Challenge

What a great idea! Susie Jackson from the ITI Food & Drink network came up with a fun activity to follow Channel 4’s Great British Bake Off 2021.  Namely, for members to be allocated a contestant and when they leave the tent the Food & Drink member bakes one of the recipes from that week.

I was allocated Maggie who left the tent in week four having made sticky toffee pudding as the technical bake. She had forgotten to add the flour to the mixture, resulting in a rather more sticky bake than she expected.

Susie duly sent me a note after the programme with a list of recipes to choose from with #GBBO links. My 15-year-old daughter chose Prue Leith’s sticky toffee pudding, so I did some shopping for extras and embarked on the technical bake (without the time restrictions thankfully). What follows is how it went and the tasting outcomes. It’s a shame we couldn’t share the flavours and enjoyment with you too, but maybe you’ll be inspired to make it yourself. If you do, let me know!

Pudding culture

Over the years, I have long tried many sticky toffee puddings and have made it for a family treat as well. The most delicious example I experienced was at a now-defunct restaurant in Seatoller, at the very end of Borrowdale in the Lake District. A British classic pudding, it seems to have been adopted by the Cumbrian region over the last few decades. With its sticky texture derived from the dates and its very sweet aromas it is just the ticket after a day’s walking amongst the drizzle-drenched fells.

Get ready – bake!

This recipe has the addition of rather nutty-flavoured fancy tuiles – a quintessential French wafer served with desserts.  It seems that Prue

is looking to introduce variety of texture to the desert with the tuiles as well as making the bake more challenging and the dish more of a statement.

The first step in the recipe is to make the tuiles. To be honest, these were one of the things I was more concerned about making, along with the crème anglaise.

Prue’s recipe tells you to melt the ingredients in a pan and then add in the nuts and sesame seeds. They are then turned onto a baking sheet and

cooked in the oven.

The image on the left is where the tuiles are taken from the sheet and left to cool.

The relief when they turned out alright – they are missing the black sesame seeds due to the ongoing supply chain issues at the supermarket! They tasted nice but they missed the speckled look that Prue’s had on the website.

 

Sticky toffee

My favourite element of sticky toffee pudding and the part that really makes the dessert, I think, is the toffee sauce. And cooking sugar to make toffee is always exciting! I always wonder if I have cooked the sugar-water mixture enough. And it probably doesn’t help that I have a black pan so seeing what colour the sugar has turned is quite tricky!

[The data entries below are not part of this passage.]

PR #500, opened 2019-01-11
Fix transaction placeholder

JamesSmartCell:
Ensure transaction placeholder 'shield' doesn't appear when in offline mode.


James-Sangalli:
@JamesSmartCell don't understand the purpose of this PR

JamesSmartCell:
There's a nice graphic pop-up that's meant to appear when there's no transactions on an account. It was appearing (incorrectly) when there were transaction on an account, but the user's phone was not connected to internet. It's cosmetic.

PR #1261, opened 2020-03-31
Normalise TokenScript functionality

JamesSmartCell:
The PR normalises the response of the App to TokenScript across all the views and bundles TokenScript response code into a single source (The TokenFunctionViewModel + FunctionButtonBar combo).

While getting the event scripts working it was noticed that TokenScript behaviour was different across all activities that use and render TokenScript:

- AssetDisplayActivity - where you land when you click on a token in the wallet - displays list of rendered tokenId - ```<item-view>``` (previously ```<view-iconified>```)
- TokenFunctionActivity - where you land if you click on a ERC721Ticket/ERC875 token in AssetDisplayActivity - displays individual or grouped range of tokenIds - uses ```<view>```
- FunctionActivity - where you land if you click on a TokenScript ```<action>```
- TokenDetailActivity - where you land when you click on an ERC721

This PR normalises the app response from any TokenScript Action or Card seen on any page. For example - if a script has a cardless action (eg send Ethereum transaction) previously this only worked from FunctionActivity, ie an ```<action>```. This PR ensures it works if placed within a ```<view>```.

Also, previously TokenScript actions weren't implemented for pure ERC721 token functions.

Post this PR there's a consistent response to TokenScript no matter where the view is in the app.
It also is de-duplicates a lot of TokenScript handling.


James-Sangalli:
@JamesSmartCell looks good to me but how should I test?

JamesSmartCell:
Have a script for an NFT with a card view with an <action> that has no card, ie pure eth send. Use a normal ERC875 script and add this action:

This time, I think I cooked the sugar for slightly too long – it had formed into crystals on the side of the pan. But the rescue came when I added the butter and cream, holding the pan over the heat briefly to melt the sugar into the sauce.

Don’t forget the flour, Mum!

The next step is to make the batter for the pudding itself and put them into the moulds. Part of this process is to soak the chopped dates in hot water and bicarbonate of soda, followed by blitzing in the blender.

My dates should have been soaked for a little longer. As you can see, they didn’t puree completely – larger pieces are visible in the mixture. But once they were baked, they had melted into the pudding mixture. And thanks to my daughter’s reminder, I added the flour to the mixture.

Bête noire

While the puddings were in the oven, the last piece of the bake was to make the crème anglaise. My other bête noire of this bake, as I rarely – if ever – make it. My memories of custard, the usual English term, are from the 70s when I was growing up. It would be a Bird’s Custard mix and would most often have developed a skin. Consequently, it remains firmly fixed as one of my least favourite dessert options. It was less than mouth-watering! But, making proper custard like this one is infinitely better.

I managed not to turn it into scrambled eggs, and its creaminess paired very well with the texture of the pudding.

My bake notes: I’d recommend making this dessert as we thoroughly enjoyed it. But I would offer the following suggestions:

  • make twice the amount of pudding batter and cook the second half in a tin. That way you’ll get to use up the rest of the toffee sauce.

  • leave enough time to ensure the pudding mixture cooks completely. Mine took longer than the 20–25 minutes indicated. I do wonder if the toffee sauce has an impact on the bake time too, so you could cook the batter without that at the bottom of the moulds.
  • miss out the tuiles as you can really enjoy the pudding without them. It will save you some time!


Taste test

My teens were more than happy with the pudding – and they have tasted many traditional British puds over the years. My husband and I enjoyed the crème anglaise with the puddings but agreed that a small curl of vanilla ice cream would have worked just as well. A successful desert for a weekend lunchtime dinner.

If you give it a try, do tell me how your bake went – I’d love to hear about it. Just remember to add in the flour!